The foam and emulsion capacities are generally lower than that reported for maize starch which is a reflection of the low fat content and an indication that it cannot be used as an emulsifier.

3.2. Swelling and Solubility

The swelling and solubility profiles of ginger and maize starches over a temperature range of 50 – 100℃ are shown in Figures 1 and 2.
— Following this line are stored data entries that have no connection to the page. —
PR #1492, opened 2026-06-17
fix(radio-group): restore native tab behavior

### LINKED ISSUE #1491: Radio group cannot be tabbed into after clearing the selected value
## Description

When a radio group is reset to a state where no option is selected, keyboard users can no longer tab into the group. The enabled radio inputs all receive `tabindex="-1"`, so the group has no reachable tab stop.

## Steps to reproduce

1. Open the Radio Group default Storybook story.
2. Click `Reset` so the current value becomes `none`.
3. Try to tab back into the radio group with the keyboard.

## Current behavior

After reset, every radio input in the group has `tabindex="-1"`, including enabled options. Because there is no selected radio and no enabled radio with `tabindex="0"`, focus skips the radio group instead of entering it.

## Expected behavior

Keyboard users should still be able to tab into the radio group when no value is selected. Per the WAI-ARIA radio group keyboard guidance, if no radio is checked, focus should move into the group rather than the group becoming unreachable. For a group made from native same-name `input[type="radio"]` controls, the browser already provides a single tab stop and focuses an enabled radio when entering the group.

## Impact

This blocks keyboard-only users from reaching and selecting a radio option after a form reset or any other state transition that clears the group value. It also makes validation/reset flows especially hard to recover from without a pointer device.

PatrickLarocque:
## PR Checklist

## PR Type

- [x] Bugfix
- [ ] Feature
- [ ] Build related changes
- [ ] CI related changes

### Primitives

- [ ] accordion
- [ ] alert
- [ ] alert-dialog
- [ ] aspect-ratio
- [ ] autocomplete
- [ ] avatar
- [ ] badge
- [ ] breadcrumb
- [ ] button
- [ ] button-group
- [ ] calendar
- [ ] card
- [ ] carousel
- [ ] checkbox
- [ ] collapsible
- [ ] combobox
- [ ] command
- [ ] context-menu
- [ ] data-table
- [ ] date-picker
- [ ] dialog
- [ ] empty
- [ ] dropdown-menu
- [ ] field
- [ ] hover-card
- [ ] icon
- [ ] input
- [ ] input-group
- [ ] input-otp
- [ ] item
- [ ] kbd
- [ ] label
- [ ] menubar
- [ ] native-select
- [ ] navigation-menu
- [ ] pagination
- [ ] popover
- [ ] progress
- [x] radio-group
- [ ] resizable
- [ ] scroll-area
- [ ] select
- [ ] separator
- [ ] sheet
- [ ] sidebar
- [ ] skeleton
- [ ] slider
- [ ] sonner
- [ ] spinner
- [ ] switch
- [ ] table
- [ ] tabs
- [ ] textarea
- [ ] toggle
- [ ] toggle-group
- [ ] tooltip
- [ ] typography

### Others

- [ ] trpc
- [ ] nx
- [ ] repo
- [ ] cli
- [ ] mcp

Closes #1491

When a radio group is cleared to no selected value, such as the default Storybook example after clicking `Reset`, every radio input receives `tabindex="-1"`. That leaves the group with no tabbable radio, so keyboard users cannot tab back into the group to choose a new option.

The root cause is the component's custom `_tabIndex` computation. It treats any group value other than `undefined` as meaning there is a selected radio. Resetting the example sets the value to `null`, which means no radio is checked, but the logic still considers the group selected and assigns `-1` to every unchecked radio.

## What is the new behavior?

`BrnRadio` no longer overrides the native radio input's tab order with a custom `[tabIndex]` binding.

Because Spartan radio groups render real same-name `<input type="radio">` controls, the browser already provides the native radio-group tab behavior: tabbing into a group focuses the checked radio, and when none is checked the group still has an enabled radio in the tab order. Removing the custom roving-tabindex logic restores that native behavior and avoids duplicating it incorrectly in Angular state.

The regression tests now verify the keyboard behavior directly with `userEvent.tab()`:

- a selected group can be reset to no selected value and still receive focus on the first radio
- a group whose first option is disabled focuses the first enabled radio when no enabled radio is selected
- tabbing again leaves the group instead of trapping focus

- [ ] Yes
- [x] No

## Other information

No docs were updated because this fixes the implementation to match the expected native keyboard behavior for the existing component API.

Validation performed:

- `pnpm vitest run libs/brain/radio-group/src/lib/brn-radio.spec.ts --config libs/brain/vite.config.mts`
- `pnpm nx lint brain` passes with existing unrelated warnings
- `pnpm nx build brain`
- `git diff --check`

Manual verification:

- Confirmed `main` reproduces the bug in Storybook: after `Reset`, all radios have `tabindex="-1"`
- Confirmed the fix branch removes explicit `tabindex` attributes and restores keyboard access after reset

## Summary by CodeRabbit

* **Tests**
  * Added keyboard-navigation focus tests for the radio group component, including cases where the selected value is cleared and where the first option is disabled.
* **Refactor**
  * Adjusted radio tab focus behavior by changing how focusability/tab order is determined within the radio component, aligning tabbing with the expected keyboard navigation flow.

### DIFF
--- a/libs/brain/radio-group/src/lib/brn-radio.spec.ts
+++ b/libs/brain/radio-group/src/lib/brn-radio.spec.ts
@@ -1,8 +1,77 @@
 import { FormControl, FormGroup, ReactiveFormsModule } from '@angular/forms';
 import { render } from '@testing-library/angular';
+import userEvent from '@testing-library/user-event';
 import { BrnRadioGroupImports } from '../index';
 
 describe('BrnRadioComponent', () => {
+	it('should focus the first radio when tabbing into a group reset to no selected value', async () => {
+		const user = userEvent.setup();
+		const { getAllByRole, getByText, rerender } = await render(
+			`
+			<button type="button">before</button>
+			<div brnRadioGroup [value]="value">
+				<brn-radio value="16.1.4">16.1.4</brn-radio>
+				<brn-radio value="16.0.0">16.0.0</brn-radio>
+				<brn-radio value="15.3.0">15.3.0</brn-radio>
+			</div>
+			<button type="button">after</button>
+			`,
+			{
+				imports: [BrnRadioGroupImports],
+				componentProperties: {
+					value: '16.0.0',
+				},
+			},
+		);
+
+		const radioButtons = getAllByRole('radio') as HTMLInputElement[];
+		getByText('before').focus();
+		await user.tab();
+		expect(radioButtons[1]).toHaveFocus();
+
+		await rerender({
+			componentProperties: {
+				value: null,
+			},
+		});
+
+		getByText('before').focus();
+		await user.tab();
+		expect(radioButtons[0]).toHaveFocus();
+
+		await user.tab();
+		expect(getByText('after')).toHaveFocus();
+	});
+
+	it('should focus the first enabled radio when tabbing into a group with no selected enabled radio', async () => {
+		const user = userEvent.setup();
+		const { getAllByRole, getByText } = await render(
+			`
+			<button type="button">before</button>
+			<div brnRadioGroup [value]="value">
+				<brn-radio disabled value="16.1.4">16.1.4</brn-radio>
+				<brn-radio value="16.0.0">16.0.0</brn-radio>
+				<brn-radio value="15.3.0">15.3.0</brn-radio>
+			</div>
+			<button type="button">after</button>
+			`,
+			{
+				imports: [BrnRadioGroupImports],
+				componentProperties: {
+					value: '',
+				},
+			},
+		);
+
+		const radioButtons = getAllByRole('radio') as HTMLInputElement[];
+		getByText('before').focus();
+		await user.tab();
+		expect(radioButtons[1]).toHaveFocus();
+
+		await user.tab();
+		expect(getByText('after')).toHaveFocus();
+	});
+
 	it('should disable the radio button when disabled is true (reactive forms)', async () => {
 		const form = new FormGroup({
 			radioGroup: new FormControl('16.1.4'),
--- a/libs/brain/radio-group/src/lib/brn-radio.spec.ts
+++ b/libs/brain/radio-group/src/lib/brn-radio.spec.ts
@@ -43,9 +43,9 @@ describe('BrnRadioComponent', () => {
 		expect(getByText('after')).toHaveFocus();
 	});
 
-	it('should focus the first enabled radio when tabbing into a group with no selected enabled radio', async () => {
+	it('should focus the first enabled radio when tabbing into a reset group with a disabled first radio', async () => {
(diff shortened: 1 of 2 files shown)


libs/brain/radio-group/src/lib/brn-radio.spec.ts
```diff
@@ -1,8 +1,77 @@
...
+
+		getByText('before').focus();
+		await user.tab();
+		expect(radioButtons[0]).toHaveFocus();
+
+		await user.tab();
+		expect(getByText('after')).toHaveFocus();
+	});
+
+	it('should focus the first enabled radio when tabbing into a group with no selected enabled radio', async () => {
```
goetzrobin: @PatrickLarocque should we add a test case here also that checks resetting the value and then tapping into it again moves to 16.0.0 also?

libs/brain/radio-group/src/lib/brn-radio.ts
```diff
@@ -94,18 +93,6 @@ export class BrnRadio<T = unknown> implements OnDestroy {
 	 */
 	protected readonly _checked = computed(() => this._radioGroup.value() === this.value());
 
-	protected readonly _tabIndex = computed(() => {
```
goetzrobin, line 97: can you check: https://www.w3.org/WAI/ARIA/apg/practices/keyboard-interface/#kbd_roving_tabindex and how it ties into this

goetzrobin: Might not be needed, but just so you know why it exists in the first place

PatrickLarocque: Hey @goetzrobin , thanks for looking at this pr. I did look into the WAI-ARIA APG roving `tabindex` spec, and I know that this explains why this code existed in the first place. The deleted logic was trying to keep the radio group to a single tab stop, with only the currently checked/entry radio having `tabindex="0"`.

The edge case it missed was a reset/no-value state. Since it treated any group value other than `undefined` as “there is a selected radio”, resetting the value to `null` meant every unchecked radio could end up with `tabindex="-1"`, making the group unreachable by tab.

I originally patched the `_tabIndex` function directly, but after testing it more, I realized this component is already backed by native `<input type="radio">` elements with a shared `name`. In that shape, the browser already handles the radio-group tab behavior: tab enters on the checked radio, or on the first enabled radio when nothing is checked, and the next tab exits the group.

So the PR removes our roving `tabindex` implementation and lets the native radio behavior take over. I also added the extra disabled-first reset test so we cover the `16.0.0` case you mentioned.

libs/brain/radio-group/src/lib/brn-radio.spec.ts
PatrickLarocque: Yup, good call, added this test!

PR #1493, opened 2026-06-17
fix(select): select option with a falsy value on enter keypress

Ban117:
`selectActiveItem()` guarded the commit with a truthiness check (`if (value)`), so an option whose value is falsy (`false`, `0`, `''`) was dropped: pressing Enter just closed the panel without selecting. It now checks `value !== null && value !== undefined`, so a defined falsy value is committed while a missing active item still closes. Applies to both `BrnSelect` and `BrnSelectMultiple`.

## PR Checklist

## PR Type

- [x] Bugfix
- [ ] Feature
- [ ] Build related changes
- [ ] CI related changes

### Primitives

- [x] select

In a single or multiple `hlm-select` whose options carry a falsy value (e.g. a boolean `[value]="false"`, `0`, or an empty string), that option cannot be selected with the keyboard.

Steps to reproduce:
1. Open the select.
2. Arrow to the option whose value is falsy (e.g. `false`).
3. Press Enter.

Expected: the value is committed. Actual: the panel closes and the value is unchanged. Selecting the same option with the **mouse** works, and options with truthy values select fine with Enter — so it's specific to keyboard selection of falsy values.

Root cause: `BrnSelect.selectActiveItem()` (and `BrnSelectMultiple.selectActiveItem()`) guard the commit with `if (value)`, so a defined-but-falsy active value falls into the `else` branch and only closes the panel.

## What is the new behavior?

Options with a defined falsy value are now committed on Enter. The guard uses `value !== null && value !== undefined`, so `false` / `0` / `''` select correctly, while a genuinely missing active item still closes the panel. Added a `Select / Falsy Value` Storybook story and a Cypress e2e test covering the regression.

- [ ] Yes
- [x] No

## Other information

Reproduced and verified against the new `select--falsy-value` story.

## Release Notes

* **Bug Fixes**
  * Fixed select component to properly handle and allow selection of falsy values (such as 0, false, or empty string).

* **Tests**
  * Added test coverage validating select functionality with falsy values.

### DIFF
--- a/apps/ui-storybook-e2e/src/integration/select/select.cy.ts
+++ b/apps/ui-storybook-e2e/src/integration/select/select.cy.ts
@@ -378,4 +378,23 @@ describe('select', () => {
 			cy.get('hlm-select-scroll-down').should('exist');
 		});
 	});
+
+	describe('falsy value', () => {
+		beforeEach(() => {
+			cy.visit('/iframe.html?id=select--falsy-value');
+			cy.injectAxe();
+		});
+
+		it('should select an option with a falsy value on enter keypress', () => {
+			cy.get('[brnselecttrigger]').click();
+
+			cy.realPress('ArrowDown');
+			cy.realPress('Enter');
+
+			// the falsy value is committed and the panel closes
+			cy.get('hlm-select-content').should('not.exist');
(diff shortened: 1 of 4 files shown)


marcjulian (approved):
Good catch! looks good and the test ist good too!

PR #1505, opened 2026-06-19
fix(accordion): use natural height for dynamic content

PatrickLarocque:
## Summary

Fixes accordion content clipping when panel content changes after the initial render.

`BrnAccordionContent` previously exposed a measured `--brn-accordion-content-height` value. HLM used that value for the open-state height, which meant dynamically added content could be clipped when the stored measurement no longer matched the panel's intrinsic height.

This changes the default HLM accordion content styling to use natural open height instead of a BRN-owned measured height variable:

- closed content uses `h-0`
- open content uses `h-auto`
- overflow remains hidden so closed content is clipped

BRN still owns the accordion semantics (`data-state`, `role`, `aria-labelledby`, `inert`, ids) and keeps the existing `style` input for compatibility, but it no longer performs layout measurement for accordion content.

## Root Cause

The old behavior depended on a one-time or manually refreshed DOM measurement. That made the open-state height a snapshot. If projected content changed after that snapshot, the host height could stay stale while the real content height grew.

This showed up in two cases:

- content appended while the panel is already open
- content appended while the panel is closed, then revealed later

## Fix

- Removed accordion content width/height CSS variable bindings from BRN.
- Removed accordion-specific DOM measurement and observer setup from BRN.
- Kept the existing BRN `style` input to avoid changing that documented input surface.
- Updated HLM accordion content classes from measured-height open state to natural-height open state.
- Updated the CLI accordion template so generated HLM components match the packaged HLM component.
- Added HLM coverage for the new accordion content class contract.
- Kept BRN coverage focused on semantic state and inert behavior.

## Notes

This intentionally removes the default numeric height target for accordion content. The default behavior now prioritizes correctness for dynamic content and keeps layout measurement out of the BRN primitive.

Consumers can still override HLM classes if they need a different animation strategy for a specific app.

## Testing

- `NX_DAEMON=false nx test tools --skip-nx-cache`
- `NX_DAEMON=false nx test brain --skip-nx-cache`
- `NX_DAEMON=false nx test helm --skip-nx-cache`
- `git diff --check`
- Storybook manual verification for dynamic content added while open and while closed before reopening

## Summary by CodeRabbit

* **New Features**
  * Added support for dynamic accordion content through improved content rendering.

* **Improvements**
  * Simplified accordion content height handling for more predictable behavior.

* **Breaking Changes**
  * Removed accordion configuration API.

* **Tests**
  * Added comprehensive tests for dynamic accordion content and height collapse behavior.

### DIFF
--- a/apps/ui-storybook/stories/accordion.stories.ts
+++ b/apps/ui-storybook/stories/accordion.stories.ts
@@ -298,6 +298,75 @@ export const TestAriaValidWithIcon: Story = {
 	},
 };
 
+export const DynamicContent: Story = {
+	render: () => ({
+		moduleMetadata: {
+			imports: [AccordionDynamicContentStory],
+		},
+		template: `<accordion-dynamic-content />`,
+	}),
+};
+
+@Component({
+	selector: 'accordion-dynamic-content',
+	imports: [HlmAccordionImports, HlmButtonImports],
+	host: {
+		class: 'block w-[420px]',
+	},
+	template: `
+		<div class="mb-4 flex flex-wrap gap-2">
+			<button hlmBtn size="sm" (click)="addContent()">Add content</button>
+			<button hlmBtn size="sm" variant="secondary" (click)="toggle()">Toggle</button>
+			<button hlmBtn size="sm" variant="outline" (click)="resetContent()">Reset</button>
+		</div>
+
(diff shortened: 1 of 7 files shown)


goetzrobin:
Closing in favor of #1523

Figure 1. Swelling Profile for Maize and Ginger Starch

Figure 2. Solubility Profile For Maize And Ginger Starch

The swelling profiles show a general trend of increase with increase in temperature for the starch. This is an indication of the water absorption characteristic of the granules during heating just like other sources - anchomanes and icacina starches which shows temperature relaxation between 50 – 60℃ and 90℃ [1]. The swelling power is lower than that of maize starch. Increase in swelling power is indicative of suitability of a starch being used as a disintegrant in the pharmaceutical industry [9], hence ginger starch can be used as a disintegrant in the formulation of tablets. Also high swelling power results into high digestibility and ability to use starch in solution suggesting improved dietary properties and the use of ginger starch in a range of dietary applications [10].

The solubility profiles for both starches also show an even increase in solubility with temperature rise.

3.3. Structural Analysis by XRD

XRD analysis of the ginger root starch samples indicated prominent peaks at 2θ positions of 11.2282°, 15.0054°, 17.0346°, 18.0121° and 22.8782°. The most intense peak was at 2θ position of 17.0346° corresponding to a FWHM of 0.4615°, peak height of 2646.44cts, d-spacing of 5.20524A and relative intensity of 100%. The XRD spectrum of the ginger root starch sample is shown in figure 3.

Figure 3. Ginger starch

The analysis of the result showed the starch to be a polycrystalline organic polymer of pharmaceutical/ medicinal grade with a percentage composition of 32% to 68% of amylose to amylopectin present. It had an orthorhombic crystal structure system revealing the organic nature of the starches. The space group parameters of a(Ǻ), b(Ǻ), c(A), Alpha (°), Beta(°), Gamma(°) and volume cell (10^6 pm^3) were found to be 10.6900, 11.7200, 90.0000, 90.00, 90.00 and 2218.83 respectively. The spectral of the ginger starch sample corroborate with standard corn starch which served as the reference with a quality score of 82%. This is shown in figure 4.

Figure 4. Standard Maize Starch

The superimposed spectral analysis shown in figure 5 indicated that prominent peaks for the three starch samples appeared at almost the same 2θ angles but at different intensities, indicating slightly different degrees of crystallinities of the starches from the different sources. The use of ginger starches in biomaterials research studies showed high compatibilty as a binder/filler material in composite matrix development.

Figure 5. Tigernut, Maize and Ginger Starch

4. Conclusions

Some physicochemical properties of ginger starch have been examined and these properties compare favourably with other starches especially maize starch. The study has therefore shown that ginger starch may be a good source of starch and a biomaterial for industrial uses. Therefore it is a potential source of industrial starch. However, further characterization and starch conversion studies need to be carried out to fully predict and maximize the industrial potentials of ginger starch.